Data entries
=== Begin Enclosure ===

PR #79, opened 2015-09-03
Remove svg web fonts

zachleat:
See https://twitter.com/bram_stein/status/506812176212824066

### DIFF
--- a/README.md
+++ b/README.md
@@ -112,7 +112,6 @@ Download the entire web font archive at this link:
 
 Or select the fonts that you need in subdirectories of the build directory:
 
-- [Download .svg fonts](https://github.com/chrissimpkins/Hack/tree/master/build/svg)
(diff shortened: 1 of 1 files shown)


chrissimpkins:
Thanks for submitting this Zach.  I opened this up for further comment in #88.  Would it be possible to provide further background and justification there?  Can we assume that there is broad use of these versions of the browsers at this point?  The fact that Typekit entirely removed support seems to argue that this will be ok.

zeyadj:
LeavE a comment

chrissimpkins:
@zachleat We eventually did this :)  You were correct

zachleat:
ah, thanks! Sorry I forgot to respond :(

chrissimpkins:
No worries at all.  Just feedback so that you know that I didn't forget :)

PR #110, opened 2015-09-18
License fixes

alerque:


chrissimpkins:
Thanks Caleb. I need to look into this further because DejaVu does not include the license in their own releases of Sans Mono and the suggest that the Arev changes have been merged into their own fonts and released under either the Arev license or in the public domain.  The license in each build suggests the latter.  If this does need to be included, then I will need to update the license display in the builds as well.

alerque:
@chrissimpkins Gotcha. I was going off the fact that they did include the Arev copyright on [this license page](http://dejavu-fonts.org/wiki/License). A look at the Arev project also suggested those glyphs were under a separate license. It's possible that the author also released them to public domain to be fully compatible for inclusion in DejaVu, but it is unclear what "either" means in the context you linked. It could mean some glyphs under one license, some under another or it could mean all glyphs were dual licensed. In the latter case you wouldn't need to mention them at all.

If that can be confirmed from either the Arev or DejaVu side then I'd be happy to drop most of this and redo the PR to just include honorable mention for the sake of courtesy. At that point including the license muddies the waters worse than they need to be.

alerque:
@chrissimpkins I'm re-reading line you [linked to regarding Arev copyright](http://dejavu-fonts.org/wiki/Bitstream_Vera_derivatives#Arev_Fonts), and I think my understanding of it is different than yours. Whether the author actually meant it like this or not should be confirmed, but the page itself is a list of fonts that are derived from Bitstream Vera, not from DejaVu. As such the "importing" of glyphs is relative to that baseline. When it talks about Arev there are two sets of things imported. The Arev is also based on Bitstream Vera but includes the previous (public domain) additions of the DejaVu project as well as its own (copyright) additions. Ergo the "either" wording.

On the other hand the [main license page for DejaVu](http://dejavu-fonts.org/wiki/License) states much less ambiguously that the glyphs imported from Arev are under that font's copyright.

That's my reading anyway. Again I don't think this can be resolved without a confirmation form one or the other of those two upstream parties to know if what was backported from Arev to DejaVu was made public domain or not. Either way using them looks like it's fair game, but what licenses need to be patched on is pretty confusing.

chrissimpkins:
The open source licensing for fonts is somewhat of a mess and the SIL OFL was intended to address that issue in order to bring them under one umbrella.  As I understand it from the SIL OFL FAQ, the Bitstream Vera license was used as source material for the development of the SIL OFL.  They are very similar and the Arev license is a slight modification of the Bitstream Vera license that serves to protect the reserved font names specified in the Arev license.  I don't read any additional restrictions in the license and we have not violated this reserved font name issue.

The problem here is that we are bridging the pre- and post-SIL OFL era of font licensing and it is leading to a multi-license stack which I suspect the original developers never intended.   Most new libre OS typefaces simply use the SIL OFL and one of the questions that I have for SIL is that I believe that derivative projects should simply add new reserved font names to the copyright statements at the top of the license.   The wording of their license is that only the reserved font name displayed to the user (in this project that would be Hack) is considered reserved if I read it correctly.  I am discussing this with a representative from SIL and attempted to contact Monotype (which merged the former Bitstream) to clarify issues on the Bitstream end a bit.  I will try to reach Tavmjong or a representative from the DejaVu group to see if they can address the issue as well.

chrissimpkins:
I reached out to DejaVu project founder Štěpán Roh (@srcx).  It seems that he maintains the Github repository where the project was transitioned (from Sourceforge) earlier this year.  Will update here.

chrissimpkins:
Stepan got back in touch with me and said that Danilo Segan did the Cyrillics for the DejaVu Sans Mono set, pointed to this commit: 

https://github.com/dejavu-fonts/dejavu-fonts/commit/731e9191ad184cc9f81efb45df6fd22725db6400 

It doesn't look like it will be necessary to include this PR or the Arev license.  I think that the current licensing is ok.  Segan is included as one of the DejaVu contributors on our contributors list.

alerque:
@chrissimpkins Savvy. A little poking around seems to confirm that the mono glyphs do have different sources than the other faces and it looks like Arev isn't involved. I'm going to shut down this PR as it is not useful in its current form given what we know about the glyph origins.

chrissimpkins:
Thank you very much for working on this (and for all of your other contributons) Caleb.  I really appreciate it.

Issue #21, opened 2015-08-19
Esperanto support


cdlm:
Esperanto needs just a dozen letters with diacritics: ĉĈĝĜĥĤĵĴŝŜŭŬ (that's `cC gG hH jJ sS` with circumflex, and `uU` with breve)

chrissimpkins:
Will add these and get a version out to you to have a look at.  Hopefully later this week.  Thanks much for the suggestion!

chrissimpkins:
Unicode reference for the development of this set:

Unicode table for Esperanto character set 

http://unicode-table.com/en/sets/esperanto/

chrissimpkins:
Can you let me know what platform you are on?  I am going to prepare some testing builds with these glyphs.

cdlm:
I'm on OS X 10.10.5.

chrissimpkins:
thanks. will let you know when a version is ready to try

chrissimpkins:
Queued for next release

chrissimpkins:
@cdlm Damien, do you mind having a look at the images in PR #118 to see if the positions of the diacritic marks look appropriate on all of these glyphs?  We will create a test build that you can try before we release this if you are available/willing to help us test them.  It would be helpful to have feedback from someone who uses the characters.

chrissimpkins:
From @cdlm : 



First of all, uppercase and lowercase are used as you'd expect in english. However, the accented letters are distinct and sorted just after their non-accented variant in the alphabet. There is no q, w, x, or y. Letters are always pronounced the same (the accented ones are different letters, so they have a different sound, even though it's related to the non-accented one. I can't say for sure, but I doubt there is any word with two adjacent diacritics…

Ĥ and Û are the rarest ones. Ĥ is the greek khi / spanish jota / german hard H as in Bach or in LaTeX; my dictionary has half a page of words starting with Ĥ, and words which originally used it are now orthographied with k instead, wikipedia has a nice explanation and examples.

eĥo (echo), ĥaoso (chaos), Liĥtenŝtejno (Liechtenstein), mariĥuano :)

Ŭ corresponds to english W… my dictionary has only five entries starting with Ŭ, most of them onomatopoeia or transliterations (ŭato means watt, but can also be written vatto). Otherwise, I've only seen used after A or E, as part of a diphtong.

Ŭaŝingtono (Washington, but Vaŝingtono is also used)
Eŭropo (Europe)
eŭfemismo (euphemism)
Aŭgusto (August)
[...]

PR #118, opened 2015-10-04
Add missing Esperanto characters

jublo:
ĈĜĤĴŜŬĉĝĥĵŝŭ and Spesmilo ₷
See #21.


jublo:
bildschirmfoto 2015-10-04 um 14 41 39
bildschirmfoto 2015-10-04 um 14 41 48
bildschirmfoto 2015-10-04 um 14 41 55

cdlm:
Placement is correct from the language point of view, but aesthetically some circumflexes look off-centered on top (mostly the ĉ and Ĝ).

The ĥ is a hard one—but it's a hardly ever used letter. My dictionary centers the circumflex on top of the stem, but other fonts place it more centered on the letter as a whole, on just on the arch like you did. I checked Gentium and actually Gentium Basic and Gentium Plus don't agree on this. In Ubuntu Mono, the circumflex eats a bit of the ascender so that it is still on it, but does not overhang on the left, and the ĵĴ center the circumflex on the serif, which works well. I guess it's a matter of taste and consistency with the rest of the font…

chrissimpkins:
@cdlm thanks for this feedback.  would it be possible to give us several example words that we can use to test the questionable glyphs?  also, are there any words where you would see two glyphs with diacritics adjacent to each other?  This will help us align them and make a decision about style.

cdlm:
First of all, uppercase and lowercase are used as you'd expect in english. However, the accented letters are distinct and sorted just after their non-accented variant in the alphabet. There is no q, w, x, or y. Letters are always pronounced the same (the accented ones are different letters, so they have a different sound, even though it's related to the non-accented one. I can't say for sure, but I doubt there is any word with two adjacent diacritics…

=== End Enclosure ===

Directions for this task:
The answer must consist of every line above that holds the string "diacritics", copied exactly.

Your response:
Esperanto needs just a dozen letters with diacritics: ĉĈĝĜĥĤĵĴŝŜŭŬ (that's `cC gG hH jJ sS` with circumflex, and `uU` with breve)
First of all, uppercase and lowercase are used as you'd expect in english. However, the accented letters are distinct and sorted just after their non-accented variant in the alphabet. There is no q, w, x, or y. Letters are always pronounced the same (the accented ones are different letters, so they have a different sound, even though it's related to the non-accented one. I can't say for sure, but I doubt there is any word with two adjacent diacritics…
@cdlm thanks for this feedback.  would it be possible to give us several example words that we can use to test the questionable glyphs?  also, are there any words where you would see two glyphs with diacritics adjacent to each other?  This will help us align them and make a decision about style.
First of all, uppercase and lowercase are used as you'd expect in english. However, the accented letters are distinct and sorted just after their non-accented variant in the alphabet. There is no q, w, x, or y. Letters are always pronounced the same (the accented ones are different letters, so they have a different sound, even though it's related to the non-accented one. I can't say for sure, but I doubt there is any word with two adjacent diacritics…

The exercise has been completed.